▸ **Activity**
Copy the lines below that contain "hasExistingInvocation".

Data in this exercise section start

PR #3306, opened 2022-09-20
feat(codewhisperer): auto-trigger improvements

zixlin7:
## Types of changes

## Description
Improvements to auto-trigger: replacing the key stroke count based auto-trigger to based on idle time

## Motivation and Context
To make auto-trigger more aggressive so users see more recommendations

## Checklist

## License


jetbrains-core/src/software/aws/toolkits/jetbrains/services/codewhisperer/editor/CodeWhispererTypedHandler.kt
```diff
@@ -4,29 +4,44 @@
...
+                CodeWhispererInvocationStatus.getInstance().hasExistingInvocation()
+            ) {
+                if (!isActive) return@launch
+                delay(CodeWhispererConstants.IDLE_TIME_CHECK_INTERVAL)
+            }
+            runInEdt {
+                if (CodeWhispererInvocationStatus.getInstance().isPopupActive()) return@runInEdt
+                performAutomatedTriggerAction(editor, CodewhispererAutomatedTriggerType.IdleTime)
+                triggerOnIdle?.cancel()
+            }
```
andrewyuq, line 44: There might be a rare race condition issue about when we check `CodeWhispererInvocationStatus.getInstance().hasExistingInvocation()` and when we enter Edt (to invoke CW). However the worst case it can happen is in `performAutomatedTriggerAction` the `hasExistingInvocation` check returns true and returns, so no invocation will happen. It's better we can add a TODO here mentioning this (not a blocker for the PR)

andrewyuq: The `triggerOnIdle?.cancel()` inside Edt may not be necessary, when it's in Edt the coroutine that schedules it should have finished.

zixlin7: updated, thanks!

PR #140, opened 2020-08-07
Enable message of the day

ManInFez:
resolves equinor/ert#735
depends on https://github.com/equinor/komodo-releases/pull/620


dotfloat:
This is really good. I think it's better if the script goes over every release in `/prog/res/komodo` and matches them.

If this script goes over every release, then we'll be able to do things like apply messages to `stable`, which will just be put in whatever `stable` points to.

A rule like the following should apply to `2020.08.01-py27` if that is pointed to by `stable-py27`.
```
'stable*':
  messages:
    - thank-you-for-using-stable.txt
```


For a rule like
```
'*-py27':
  messages:
    - py27-is-deprecated.txt
```
could match both `stable-py27` and `2020.01.00-py27` that `stable-py27` points to. In that case only 1 such message should be added.

dotfloat:
Also, do we want to have messages inline in the YAML file? It'll cut down on the number of files in git for trivial messages.

komodo/post_messages.py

Data in this exercise section end

▸ **Exercise response**
+                CodeWhispererInvocationStatus.getInstance().hasExistingInvocation()
andrewyuq, line 44: There might be a rare race condition issue about when we check `CodeWhispererInvocationStatus.getInstance().hasExistingInvocation()` and when we enter Edt (to invoke CW). However the worst case it can happen is in `performAutomatedTriggerAction` the `hasExistingInvocation` check returns true and returns, so no invocation will happen. It's better we can add a TODO here mentioning this (not a blocker for the PR)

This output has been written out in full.